= Negative assurance =

Accounting assurance technique

Negative assurance within accounting ethics (also known as limited assurance), is a method used by the Certified Public Accountant to assure various parties, such as bankers and stockbrokers, that financial data under review by them is reasonable. Negative assurance tells the data user that nothing has come to the CPA's attention of an adverse nature or character regarding the financial data reviewed.

==Accounting==
This type of assurance is normally given to investment bankers and the SEC when the financial data are being used for stock and bond issuance. In addition, this assurance is given whenever a CPA is asked to comment on financial statements upon which a previous Audit Opinion has been rendered. (This type of assurance is unacceptable for the basic financial statements on which a certifying audit has been performed.) Negative assurance is also issued for in review engagements, which are a similar but lower level of service when compared to an audit.

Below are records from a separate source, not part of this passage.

PR #7369, opened 2025-03-12
pkg/component/runtime: use atomic.Pointer rather than locks for current component

efd6:
## What does this PR do?

```
pkg/component/runtime: use atomic.Pointer rather than locks for current component

Locking to obtain write boundaries when obtaining the current component.Component
makes use of a read-write mutex. This protection only protects the access and does
not ensure that the current is not mutated with a logical race. The same semantics
can be obtained more cheaply and without the risk of recursive read-lock deadlock
by using an atomic value. This could either be via atomic.Value or atomic.Pointer;
atomic.Pointer is chosen since it can be type-defined in code, rather than by the
addition of a comment.
```

## Why is it important?

Simpler code that is more closely aligned with the semantics of the apparently intended behaviour. Reduced potential for incorrect use of locks.

## Checklist

Unclear, `go test` in pkg/component/runtime fails at main, so I have no ground truth with which to compare.

## Related issues

-

## Questions to ask yourself

- ...

### DIFF
--- a/pkg/component/runtime/runtime.go
+++ b/pkg/component/runtime/runtime.go
@@ -80,10 +80,9 @@ type componentRuntimeState struct {
 	logger  *logger.Logger
 	comm    *runtimeComm
 
-	id         string
-	currCompMx sync.RWMutex
-	currComp   component.Component
-	runtime    componentRuntime
+	id       string
+	currComp atomic.Pointer[component.Component]
+	runtime  componentRuntime
 
 	shuttingDown atomic.Bool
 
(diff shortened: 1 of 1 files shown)


pkg/component/runtime/runtime.go
```diff
@@ -160,15 +159,11 @@ func (s *componentRuntimeState) runLoop() {
 }
 
 func (s *componentRuntimeState) getCurrent() component.Component {
-	s.currCompMx.RLock()
-	defer s.currCompMx.RUnlock()
-	return s.currComp
+	return *s.currComp.Load()
```
pchila, line 162: This will break when the atomic pointer holds a nil value.
I guess we need a nil check here and some zero value to be returned instead

efd6: Please look [up](https://github.com/elastic/elastic-agent/pull/7369/files#diff-25a0cbe41ced249892ab5090a7a2dacc81349647ea4d99361df6c0d5fb0079c0R119). The invariant that is held is that this always holds a non-nil value.

PR #7411, opened 2025-03-13
[9.0] Switch to fork of opentelemetry-collector-contrib and restore beat receivers

cmacknz:
Currently pinned to the head of https://github.com/cmacknz/opentelemetry-collector-contrib/commits/9.0-revert-prometheus-0.300/ to allow us to downgrade prometheus to a version that Beats can support.


internal/pkg/otel/README.md
```diff
@@ -35,32 +35,50 @@ This section provides a summary of components included in the Elastic Distributi
 
 | Component | Version |
 |---|---|
+| [filelogreceiver](https://github.com/open-telemetry/opentelemetry-collector-contrib/blob/receiver/filelogreceiver/=&gt; github.com/elastic/opentelemetry-collector-contrib/receiver/filelogreceiver v0.0.0-20250317163643-19cd4e80024f/receiver/filelogreceiver/README.md) | =&gt; github.com/elastic/opentelemetry-collector-contrib/receiver/filelogreceiver v0.0.0-20250317163643-19cd4e80024f |
```
cmacknz, line 38: Having this twice seems like an artifact of the replace directive, it's not entirely wrong but it is unnecessary duplication.

internal/pkg/otel/README.md
```diff
@@ -48,6 +48,7 @@ This section provides a summary of components included in the Elastic Distributi
 | [nopreceiver](https://github.com/open-telemetry/opentelemetry-collector/blob/receiver/nopreceiver/v0.119.0/receiver/nopreceiver/README.md) | v0.119.0 |
 | [otlpreceiver](https://github.com/open-telemetry/opentelemetry-collector/blob/receiver/otlpreceiver/v0.120.0/receiver/otlpreceiver/README.md) | v0.120.0 |
 | [prometheusreceiver](https://github.com/open-telemetry/opentelemetry-collector-contrib/blob/receiver/prometheusreceiver/v0.120.1/receiver/prometheusreceiver/README.md) | v0.120.1 |
+| [prometheusreceiver](https://github.com/open-telemetry/opentelemetry-collector-contrib/blob/receiver/prometheusreceiver/=&gt; github.com/elastic/opentelemetry-collector-contrib/receiver/prometheusreceiver v0.0.0-20250317163643-19cd4e80024f/receiver/prometheusreceiver/README.md) | =&gt; github.com/elastic/opentelemetry-collector-contrib/receiver/prometheusreceiver v0.0.0-20250317163643-19cd4e80024f |
```
cmacknz, line 51: The replace directive causes us to include both versions of the receiver here which is a bit annoying.

andrzej-stencel: Right, apparently the README generator needs an adjustment.

swiatekm: I fixed it here: https://github.com/elastic/elastic-agent/pull/7443/commits/032519e96a96a2c5ff59bc5e8c8623e89c41b488.

swiatekm (approved):

PR #7413, opened 2025-03-14
catalog-info: permissions for triggering builds does not work

v1v:
## What does this PR do?

Add permissions for triggering a build from another build. Even though it's a merge commit event.

## Why is it important?

This [BK build](https://buildkite.com/elastic/elastic-agent-binary-dra/builds/2711) failed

Negative assurance comments are made on unaudited financial statements and subsequent changes, indicating that nothing came to the auditor's attention that suggests the statements do not comply with applicable accounting requirements; are not fairly presented in conformity with GAAP applied on a consistent basis; or do not fairly present information shown therein. Negative assurance is given because the auditor has not made an examination in conformity with Generally Accepted Auditing Standards (GAAS). Negative assurance is not appropriate unless the CPA has made an examination in accordance with GAAS for the accounting period before the current one. This is because the auditor needs evidence that can be related to comfort letter procedures. For negative assurance to be permissible, the evidence must have been gathered directly by the CPA giving the assurance, and not by another CPA.

==Law practice==
Negative assurance is also used in modern day law practice, as the assurance can be used when a defense of "due diligence" needs to be established. Negative assurance is provided in letter format, and is used explicitly in conjunction with another document. The letter is usually used by the counsel to establish two standard facts about the document in question. Specifically, that the counsel has read the document in question, and that the counsel is not answerable for the document's accuracy, completeness, or fairness. While negative assurance is not considered a legal opinion, third parties and underwriters often use Negative assurance to circumvent accountability charges.